• _TASK PROMPT_
The answer should consist of each line from the data below that includes "observer".

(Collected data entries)
▬▬▬▬▬▬▬▬▬▬

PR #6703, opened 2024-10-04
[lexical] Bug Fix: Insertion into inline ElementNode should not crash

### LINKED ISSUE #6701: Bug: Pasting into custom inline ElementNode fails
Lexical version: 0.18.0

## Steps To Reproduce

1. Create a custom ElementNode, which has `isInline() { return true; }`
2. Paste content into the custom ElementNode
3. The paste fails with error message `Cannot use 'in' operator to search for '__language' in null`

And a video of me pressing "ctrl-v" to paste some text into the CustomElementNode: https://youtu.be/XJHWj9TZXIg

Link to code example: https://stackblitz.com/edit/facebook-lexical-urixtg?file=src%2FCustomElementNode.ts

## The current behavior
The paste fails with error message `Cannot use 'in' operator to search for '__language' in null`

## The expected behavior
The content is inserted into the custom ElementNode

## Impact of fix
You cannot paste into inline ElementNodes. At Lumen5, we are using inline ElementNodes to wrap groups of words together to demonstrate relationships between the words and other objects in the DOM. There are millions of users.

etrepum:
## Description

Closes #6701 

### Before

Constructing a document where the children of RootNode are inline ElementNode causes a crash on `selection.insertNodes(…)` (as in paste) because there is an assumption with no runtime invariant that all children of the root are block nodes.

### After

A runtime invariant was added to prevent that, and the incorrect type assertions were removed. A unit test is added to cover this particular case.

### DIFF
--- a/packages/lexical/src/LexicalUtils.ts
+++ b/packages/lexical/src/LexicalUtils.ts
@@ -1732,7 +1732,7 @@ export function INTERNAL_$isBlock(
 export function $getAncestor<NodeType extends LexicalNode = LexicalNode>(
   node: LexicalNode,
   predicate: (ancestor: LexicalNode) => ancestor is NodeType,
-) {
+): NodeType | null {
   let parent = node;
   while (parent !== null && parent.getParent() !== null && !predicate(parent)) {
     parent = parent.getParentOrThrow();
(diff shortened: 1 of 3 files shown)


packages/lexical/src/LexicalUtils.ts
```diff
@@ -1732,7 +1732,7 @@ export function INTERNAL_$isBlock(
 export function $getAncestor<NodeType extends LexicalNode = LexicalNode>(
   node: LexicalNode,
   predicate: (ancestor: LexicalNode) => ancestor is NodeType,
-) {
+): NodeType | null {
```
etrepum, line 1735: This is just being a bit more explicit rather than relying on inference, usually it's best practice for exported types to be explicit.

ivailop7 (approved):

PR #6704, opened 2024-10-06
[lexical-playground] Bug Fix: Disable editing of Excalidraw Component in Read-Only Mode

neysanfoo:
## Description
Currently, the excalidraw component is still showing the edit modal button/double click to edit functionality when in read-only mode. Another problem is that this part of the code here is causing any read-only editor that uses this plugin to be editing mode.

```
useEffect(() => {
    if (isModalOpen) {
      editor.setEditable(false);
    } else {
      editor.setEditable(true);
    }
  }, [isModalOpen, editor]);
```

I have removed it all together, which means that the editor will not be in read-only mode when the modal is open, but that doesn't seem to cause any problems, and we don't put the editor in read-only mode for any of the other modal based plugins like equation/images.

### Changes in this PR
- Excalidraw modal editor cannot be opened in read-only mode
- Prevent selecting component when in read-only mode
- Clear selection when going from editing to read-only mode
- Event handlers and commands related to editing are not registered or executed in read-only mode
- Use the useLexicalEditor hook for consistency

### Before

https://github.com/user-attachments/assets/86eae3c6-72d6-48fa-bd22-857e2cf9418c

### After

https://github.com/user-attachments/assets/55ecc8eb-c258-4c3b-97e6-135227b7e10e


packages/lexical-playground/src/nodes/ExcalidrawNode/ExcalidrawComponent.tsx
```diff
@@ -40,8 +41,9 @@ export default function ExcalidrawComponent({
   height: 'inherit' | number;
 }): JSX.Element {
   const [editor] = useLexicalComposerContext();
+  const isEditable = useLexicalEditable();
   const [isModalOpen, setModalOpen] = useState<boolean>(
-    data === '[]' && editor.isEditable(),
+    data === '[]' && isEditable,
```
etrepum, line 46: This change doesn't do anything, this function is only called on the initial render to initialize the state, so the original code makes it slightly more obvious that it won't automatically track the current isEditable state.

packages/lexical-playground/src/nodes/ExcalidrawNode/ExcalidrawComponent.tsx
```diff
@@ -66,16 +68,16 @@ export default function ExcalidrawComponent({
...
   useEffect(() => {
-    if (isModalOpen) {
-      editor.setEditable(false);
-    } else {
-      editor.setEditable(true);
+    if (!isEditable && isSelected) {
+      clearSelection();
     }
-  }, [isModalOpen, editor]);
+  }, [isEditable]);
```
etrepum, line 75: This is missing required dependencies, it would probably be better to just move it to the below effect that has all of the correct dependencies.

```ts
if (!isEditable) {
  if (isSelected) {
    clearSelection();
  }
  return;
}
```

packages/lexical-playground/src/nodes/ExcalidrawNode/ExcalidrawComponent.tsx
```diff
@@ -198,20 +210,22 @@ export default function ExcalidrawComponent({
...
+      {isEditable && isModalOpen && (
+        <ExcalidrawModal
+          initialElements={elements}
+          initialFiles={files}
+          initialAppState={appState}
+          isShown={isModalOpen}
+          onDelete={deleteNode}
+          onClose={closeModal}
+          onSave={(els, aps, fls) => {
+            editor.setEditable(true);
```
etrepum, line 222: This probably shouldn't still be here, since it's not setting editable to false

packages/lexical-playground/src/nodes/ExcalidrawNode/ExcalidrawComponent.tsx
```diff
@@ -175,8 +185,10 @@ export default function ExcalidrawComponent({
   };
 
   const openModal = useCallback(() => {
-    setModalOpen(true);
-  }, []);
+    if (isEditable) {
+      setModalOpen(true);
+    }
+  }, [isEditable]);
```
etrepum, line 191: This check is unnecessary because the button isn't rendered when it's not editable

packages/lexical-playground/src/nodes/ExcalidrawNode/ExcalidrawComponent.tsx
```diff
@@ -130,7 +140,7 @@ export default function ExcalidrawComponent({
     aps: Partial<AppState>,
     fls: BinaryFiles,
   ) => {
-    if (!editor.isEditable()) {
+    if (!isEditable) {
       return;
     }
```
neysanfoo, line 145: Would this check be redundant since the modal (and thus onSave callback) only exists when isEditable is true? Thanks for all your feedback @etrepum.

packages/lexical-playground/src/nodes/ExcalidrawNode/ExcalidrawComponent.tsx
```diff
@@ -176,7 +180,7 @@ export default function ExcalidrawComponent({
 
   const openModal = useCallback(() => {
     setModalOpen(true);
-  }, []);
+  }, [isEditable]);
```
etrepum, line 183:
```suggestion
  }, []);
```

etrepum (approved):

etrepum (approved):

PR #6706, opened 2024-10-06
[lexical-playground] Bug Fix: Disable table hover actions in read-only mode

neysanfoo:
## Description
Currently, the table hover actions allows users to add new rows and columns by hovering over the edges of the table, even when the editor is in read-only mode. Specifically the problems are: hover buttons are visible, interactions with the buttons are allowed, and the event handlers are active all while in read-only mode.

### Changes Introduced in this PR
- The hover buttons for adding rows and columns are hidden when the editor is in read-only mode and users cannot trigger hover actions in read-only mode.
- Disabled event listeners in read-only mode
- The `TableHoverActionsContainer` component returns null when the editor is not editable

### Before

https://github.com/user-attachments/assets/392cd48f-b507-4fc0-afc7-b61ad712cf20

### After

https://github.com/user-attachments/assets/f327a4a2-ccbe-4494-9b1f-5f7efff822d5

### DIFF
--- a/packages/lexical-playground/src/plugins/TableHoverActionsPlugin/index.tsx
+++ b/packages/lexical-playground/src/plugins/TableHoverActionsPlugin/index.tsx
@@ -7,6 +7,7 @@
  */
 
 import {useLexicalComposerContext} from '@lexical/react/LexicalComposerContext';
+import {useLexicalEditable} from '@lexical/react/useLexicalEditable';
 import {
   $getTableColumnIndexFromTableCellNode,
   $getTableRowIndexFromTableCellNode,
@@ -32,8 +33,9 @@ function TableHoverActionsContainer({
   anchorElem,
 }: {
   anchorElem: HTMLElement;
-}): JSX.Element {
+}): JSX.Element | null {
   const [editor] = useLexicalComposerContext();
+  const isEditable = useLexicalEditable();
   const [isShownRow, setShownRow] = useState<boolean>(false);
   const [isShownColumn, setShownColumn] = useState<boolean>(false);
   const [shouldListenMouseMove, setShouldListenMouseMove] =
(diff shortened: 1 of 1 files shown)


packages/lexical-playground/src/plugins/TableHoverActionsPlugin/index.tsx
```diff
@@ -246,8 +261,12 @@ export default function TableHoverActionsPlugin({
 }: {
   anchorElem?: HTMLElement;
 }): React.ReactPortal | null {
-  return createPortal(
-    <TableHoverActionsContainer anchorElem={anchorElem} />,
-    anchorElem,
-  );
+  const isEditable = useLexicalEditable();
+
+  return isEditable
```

▬▬▬▬▬▬▬▬▬▬

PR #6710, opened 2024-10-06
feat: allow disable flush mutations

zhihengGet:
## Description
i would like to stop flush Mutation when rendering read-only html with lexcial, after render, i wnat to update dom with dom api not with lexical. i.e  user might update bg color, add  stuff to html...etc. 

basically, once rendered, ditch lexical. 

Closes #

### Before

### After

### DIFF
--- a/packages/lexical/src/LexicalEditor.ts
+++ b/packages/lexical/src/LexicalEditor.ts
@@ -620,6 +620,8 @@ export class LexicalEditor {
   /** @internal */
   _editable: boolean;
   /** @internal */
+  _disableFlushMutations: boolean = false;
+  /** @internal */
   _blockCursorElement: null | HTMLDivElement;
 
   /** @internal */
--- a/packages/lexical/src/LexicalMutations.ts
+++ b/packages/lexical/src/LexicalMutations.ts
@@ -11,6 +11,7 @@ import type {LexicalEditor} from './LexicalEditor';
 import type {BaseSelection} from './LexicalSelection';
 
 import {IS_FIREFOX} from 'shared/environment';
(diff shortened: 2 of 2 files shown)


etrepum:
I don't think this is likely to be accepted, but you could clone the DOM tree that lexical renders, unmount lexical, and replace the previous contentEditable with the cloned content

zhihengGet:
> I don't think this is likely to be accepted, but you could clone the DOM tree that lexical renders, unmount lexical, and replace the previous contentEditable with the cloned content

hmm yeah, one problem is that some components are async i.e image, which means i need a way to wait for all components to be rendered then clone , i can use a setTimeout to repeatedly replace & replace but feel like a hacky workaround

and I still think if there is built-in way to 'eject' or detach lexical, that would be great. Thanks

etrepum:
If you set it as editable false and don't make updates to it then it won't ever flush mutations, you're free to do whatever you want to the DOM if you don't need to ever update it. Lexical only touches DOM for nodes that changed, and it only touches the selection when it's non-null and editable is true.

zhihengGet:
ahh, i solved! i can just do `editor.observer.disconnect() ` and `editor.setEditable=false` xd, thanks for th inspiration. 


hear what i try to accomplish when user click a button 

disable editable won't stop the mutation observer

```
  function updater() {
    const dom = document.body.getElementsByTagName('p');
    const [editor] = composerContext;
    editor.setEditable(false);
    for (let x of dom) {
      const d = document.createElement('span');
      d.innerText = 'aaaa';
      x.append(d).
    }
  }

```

▬▬▬▬▬▬▬▬▬▬

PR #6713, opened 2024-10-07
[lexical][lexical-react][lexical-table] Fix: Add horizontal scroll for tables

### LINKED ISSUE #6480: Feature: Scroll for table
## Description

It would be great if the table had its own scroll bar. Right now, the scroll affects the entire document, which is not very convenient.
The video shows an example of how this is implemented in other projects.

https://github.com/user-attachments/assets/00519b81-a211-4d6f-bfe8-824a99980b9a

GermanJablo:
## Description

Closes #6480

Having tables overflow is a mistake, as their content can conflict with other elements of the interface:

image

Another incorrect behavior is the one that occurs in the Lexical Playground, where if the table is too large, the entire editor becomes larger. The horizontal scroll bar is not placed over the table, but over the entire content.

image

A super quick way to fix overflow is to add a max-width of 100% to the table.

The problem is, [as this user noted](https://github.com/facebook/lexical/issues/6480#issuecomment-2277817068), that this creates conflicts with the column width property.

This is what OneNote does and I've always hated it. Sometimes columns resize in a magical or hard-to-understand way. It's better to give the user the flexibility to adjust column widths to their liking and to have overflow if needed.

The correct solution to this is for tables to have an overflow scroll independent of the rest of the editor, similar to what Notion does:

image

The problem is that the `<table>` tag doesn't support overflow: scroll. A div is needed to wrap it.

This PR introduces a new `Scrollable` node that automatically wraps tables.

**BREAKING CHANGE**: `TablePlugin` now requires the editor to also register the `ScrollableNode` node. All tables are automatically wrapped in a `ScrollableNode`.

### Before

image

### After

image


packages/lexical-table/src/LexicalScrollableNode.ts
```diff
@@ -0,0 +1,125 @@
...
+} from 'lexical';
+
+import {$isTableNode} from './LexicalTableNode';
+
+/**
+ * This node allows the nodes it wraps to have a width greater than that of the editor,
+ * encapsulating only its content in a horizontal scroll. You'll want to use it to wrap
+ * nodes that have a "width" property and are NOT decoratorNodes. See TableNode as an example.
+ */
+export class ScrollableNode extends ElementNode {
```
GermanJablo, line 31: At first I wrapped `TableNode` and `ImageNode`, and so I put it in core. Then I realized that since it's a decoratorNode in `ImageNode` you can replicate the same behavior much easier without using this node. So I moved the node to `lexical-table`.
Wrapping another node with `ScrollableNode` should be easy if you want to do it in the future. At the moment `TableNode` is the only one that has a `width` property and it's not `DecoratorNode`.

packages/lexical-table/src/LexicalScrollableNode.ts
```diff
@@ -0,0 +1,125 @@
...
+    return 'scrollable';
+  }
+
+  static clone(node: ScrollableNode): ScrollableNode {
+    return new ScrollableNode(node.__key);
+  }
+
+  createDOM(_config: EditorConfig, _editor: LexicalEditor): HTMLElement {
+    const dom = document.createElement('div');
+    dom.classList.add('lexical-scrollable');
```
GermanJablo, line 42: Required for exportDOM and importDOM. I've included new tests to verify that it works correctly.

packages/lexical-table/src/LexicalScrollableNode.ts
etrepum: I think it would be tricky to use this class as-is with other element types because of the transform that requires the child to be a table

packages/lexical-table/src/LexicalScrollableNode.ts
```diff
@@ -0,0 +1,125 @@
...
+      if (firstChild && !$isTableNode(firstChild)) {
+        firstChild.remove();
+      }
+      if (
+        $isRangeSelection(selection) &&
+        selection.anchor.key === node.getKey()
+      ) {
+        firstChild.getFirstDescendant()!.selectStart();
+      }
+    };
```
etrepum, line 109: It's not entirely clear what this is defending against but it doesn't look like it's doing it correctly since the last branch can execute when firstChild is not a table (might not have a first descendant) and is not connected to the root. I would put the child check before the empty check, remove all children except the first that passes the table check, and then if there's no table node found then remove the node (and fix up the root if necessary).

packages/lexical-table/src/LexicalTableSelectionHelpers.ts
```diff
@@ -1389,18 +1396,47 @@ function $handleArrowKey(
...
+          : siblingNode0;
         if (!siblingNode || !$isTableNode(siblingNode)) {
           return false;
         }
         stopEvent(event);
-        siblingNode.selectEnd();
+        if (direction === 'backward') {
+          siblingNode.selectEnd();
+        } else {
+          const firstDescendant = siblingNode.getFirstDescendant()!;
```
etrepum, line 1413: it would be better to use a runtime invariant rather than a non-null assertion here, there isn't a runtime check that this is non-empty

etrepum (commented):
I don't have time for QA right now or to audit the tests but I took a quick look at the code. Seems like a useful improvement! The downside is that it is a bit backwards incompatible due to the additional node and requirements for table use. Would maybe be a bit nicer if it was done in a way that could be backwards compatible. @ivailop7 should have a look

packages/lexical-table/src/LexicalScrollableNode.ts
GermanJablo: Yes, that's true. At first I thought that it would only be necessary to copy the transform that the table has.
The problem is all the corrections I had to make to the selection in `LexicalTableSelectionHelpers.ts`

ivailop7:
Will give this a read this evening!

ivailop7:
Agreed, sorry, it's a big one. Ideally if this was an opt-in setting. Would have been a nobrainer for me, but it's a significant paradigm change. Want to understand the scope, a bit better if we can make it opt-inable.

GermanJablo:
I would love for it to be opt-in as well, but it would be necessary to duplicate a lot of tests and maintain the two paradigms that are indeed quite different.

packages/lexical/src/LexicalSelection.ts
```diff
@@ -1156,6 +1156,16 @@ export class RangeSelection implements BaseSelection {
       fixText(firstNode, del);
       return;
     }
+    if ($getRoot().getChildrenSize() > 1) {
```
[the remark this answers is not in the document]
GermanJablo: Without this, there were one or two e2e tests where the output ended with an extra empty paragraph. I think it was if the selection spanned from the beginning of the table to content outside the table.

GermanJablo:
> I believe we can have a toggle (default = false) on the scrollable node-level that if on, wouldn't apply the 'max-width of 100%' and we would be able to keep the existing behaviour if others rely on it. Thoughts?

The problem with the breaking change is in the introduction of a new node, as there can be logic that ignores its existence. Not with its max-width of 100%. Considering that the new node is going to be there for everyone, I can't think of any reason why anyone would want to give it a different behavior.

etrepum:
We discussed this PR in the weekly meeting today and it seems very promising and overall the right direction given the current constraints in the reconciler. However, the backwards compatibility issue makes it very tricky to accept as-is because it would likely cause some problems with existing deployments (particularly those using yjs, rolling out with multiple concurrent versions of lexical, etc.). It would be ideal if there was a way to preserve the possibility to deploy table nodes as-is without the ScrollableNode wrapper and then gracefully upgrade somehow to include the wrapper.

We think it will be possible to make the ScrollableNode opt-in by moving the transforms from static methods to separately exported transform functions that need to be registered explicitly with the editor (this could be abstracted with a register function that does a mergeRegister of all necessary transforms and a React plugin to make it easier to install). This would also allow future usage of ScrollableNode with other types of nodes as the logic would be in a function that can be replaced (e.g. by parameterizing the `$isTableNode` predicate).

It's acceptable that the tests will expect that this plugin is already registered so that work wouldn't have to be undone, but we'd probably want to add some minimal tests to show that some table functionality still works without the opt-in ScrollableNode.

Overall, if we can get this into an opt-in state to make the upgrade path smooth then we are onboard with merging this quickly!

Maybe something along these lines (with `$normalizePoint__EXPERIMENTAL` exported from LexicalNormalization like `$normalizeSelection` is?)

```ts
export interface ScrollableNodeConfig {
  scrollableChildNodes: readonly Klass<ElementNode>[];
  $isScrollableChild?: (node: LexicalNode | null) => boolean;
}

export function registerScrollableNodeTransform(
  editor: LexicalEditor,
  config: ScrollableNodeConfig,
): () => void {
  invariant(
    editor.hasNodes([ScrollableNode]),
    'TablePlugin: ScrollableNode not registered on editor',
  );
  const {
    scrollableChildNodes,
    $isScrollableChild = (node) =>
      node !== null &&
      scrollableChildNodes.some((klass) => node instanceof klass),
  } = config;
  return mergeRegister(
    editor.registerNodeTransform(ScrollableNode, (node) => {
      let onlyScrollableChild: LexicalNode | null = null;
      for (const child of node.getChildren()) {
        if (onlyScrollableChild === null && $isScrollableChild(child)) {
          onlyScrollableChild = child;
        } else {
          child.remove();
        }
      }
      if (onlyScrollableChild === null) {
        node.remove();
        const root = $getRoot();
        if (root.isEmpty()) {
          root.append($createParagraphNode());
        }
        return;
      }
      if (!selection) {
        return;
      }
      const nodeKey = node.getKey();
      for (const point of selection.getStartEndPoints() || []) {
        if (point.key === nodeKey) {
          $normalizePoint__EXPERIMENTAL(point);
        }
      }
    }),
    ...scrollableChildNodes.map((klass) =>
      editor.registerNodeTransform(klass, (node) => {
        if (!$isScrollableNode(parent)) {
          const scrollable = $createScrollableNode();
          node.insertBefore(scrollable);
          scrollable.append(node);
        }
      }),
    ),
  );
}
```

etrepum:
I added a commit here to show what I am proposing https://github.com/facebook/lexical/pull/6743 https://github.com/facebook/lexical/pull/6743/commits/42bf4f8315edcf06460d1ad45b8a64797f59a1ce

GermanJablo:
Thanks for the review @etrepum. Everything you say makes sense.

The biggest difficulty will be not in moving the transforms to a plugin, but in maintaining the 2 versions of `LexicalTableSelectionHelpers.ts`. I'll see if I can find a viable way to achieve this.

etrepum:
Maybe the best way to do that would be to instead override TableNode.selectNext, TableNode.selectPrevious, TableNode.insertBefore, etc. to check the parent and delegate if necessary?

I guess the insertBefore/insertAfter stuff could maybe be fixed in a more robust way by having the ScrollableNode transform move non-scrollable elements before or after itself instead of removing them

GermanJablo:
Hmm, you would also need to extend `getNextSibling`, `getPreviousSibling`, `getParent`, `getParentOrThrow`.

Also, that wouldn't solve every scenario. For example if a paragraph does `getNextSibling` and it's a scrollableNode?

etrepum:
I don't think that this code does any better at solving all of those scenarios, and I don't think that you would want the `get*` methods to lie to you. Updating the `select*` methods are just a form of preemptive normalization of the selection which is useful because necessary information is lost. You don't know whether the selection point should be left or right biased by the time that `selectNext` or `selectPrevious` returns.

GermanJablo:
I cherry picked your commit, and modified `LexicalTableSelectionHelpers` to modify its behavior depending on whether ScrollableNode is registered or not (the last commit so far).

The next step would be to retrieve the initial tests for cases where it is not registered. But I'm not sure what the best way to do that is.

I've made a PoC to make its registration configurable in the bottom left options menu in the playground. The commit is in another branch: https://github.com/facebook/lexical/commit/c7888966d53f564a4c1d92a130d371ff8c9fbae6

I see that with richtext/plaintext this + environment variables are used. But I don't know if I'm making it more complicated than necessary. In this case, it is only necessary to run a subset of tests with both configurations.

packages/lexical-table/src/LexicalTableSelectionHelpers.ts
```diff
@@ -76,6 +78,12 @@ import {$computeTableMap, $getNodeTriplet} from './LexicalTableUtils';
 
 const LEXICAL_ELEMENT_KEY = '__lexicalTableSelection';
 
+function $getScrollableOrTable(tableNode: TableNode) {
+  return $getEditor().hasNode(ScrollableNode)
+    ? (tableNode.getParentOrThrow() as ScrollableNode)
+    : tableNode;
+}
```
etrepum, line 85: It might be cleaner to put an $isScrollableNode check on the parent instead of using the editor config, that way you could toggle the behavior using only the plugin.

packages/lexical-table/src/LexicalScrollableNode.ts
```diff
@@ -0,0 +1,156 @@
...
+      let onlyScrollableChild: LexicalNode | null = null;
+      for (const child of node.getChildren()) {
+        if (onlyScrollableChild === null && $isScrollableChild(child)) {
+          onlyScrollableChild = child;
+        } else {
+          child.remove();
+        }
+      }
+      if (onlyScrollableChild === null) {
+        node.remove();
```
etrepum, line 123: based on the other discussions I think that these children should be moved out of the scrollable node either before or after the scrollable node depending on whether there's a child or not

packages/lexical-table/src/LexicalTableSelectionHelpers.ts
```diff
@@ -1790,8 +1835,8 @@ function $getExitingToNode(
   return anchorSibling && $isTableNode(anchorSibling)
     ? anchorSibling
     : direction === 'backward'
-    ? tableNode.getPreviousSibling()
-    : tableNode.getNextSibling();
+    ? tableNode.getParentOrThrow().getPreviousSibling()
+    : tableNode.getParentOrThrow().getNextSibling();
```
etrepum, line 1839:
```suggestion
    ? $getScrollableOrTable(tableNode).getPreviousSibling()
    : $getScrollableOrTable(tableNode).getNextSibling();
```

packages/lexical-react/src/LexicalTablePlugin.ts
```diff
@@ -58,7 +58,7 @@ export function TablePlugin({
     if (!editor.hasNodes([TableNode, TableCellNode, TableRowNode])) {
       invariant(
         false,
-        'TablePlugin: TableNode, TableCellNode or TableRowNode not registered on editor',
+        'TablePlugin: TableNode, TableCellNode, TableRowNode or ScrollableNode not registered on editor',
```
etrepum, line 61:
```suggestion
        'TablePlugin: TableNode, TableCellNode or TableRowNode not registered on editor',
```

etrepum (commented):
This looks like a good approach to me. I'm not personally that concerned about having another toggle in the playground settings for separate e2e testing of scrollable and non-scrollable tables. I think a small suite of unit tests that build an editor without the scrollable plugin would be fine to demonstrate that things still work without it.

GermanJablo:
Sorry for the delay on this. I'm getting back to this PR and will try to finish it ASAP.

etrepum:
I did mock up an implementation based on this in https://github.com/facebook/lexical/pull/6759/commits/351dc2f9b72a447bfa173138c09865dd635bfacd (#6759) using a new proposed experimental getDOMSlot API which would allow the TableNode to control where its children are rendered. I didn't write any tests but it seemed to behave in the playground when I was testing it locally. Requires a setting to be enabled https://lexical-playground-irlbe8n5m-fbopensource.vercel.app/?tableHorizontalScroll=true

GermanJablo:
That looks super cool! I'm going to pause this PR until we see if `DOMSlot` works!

▬▬▬▬▬▬▬▬▬▬

• _SOLVED PROBLEM_
ahh, i solved! i can just do `editor.observer.disconnect() ` and `editor.setEditable=false` xd, thanks for th inspiration. 
disable editable won't stop the mutation observer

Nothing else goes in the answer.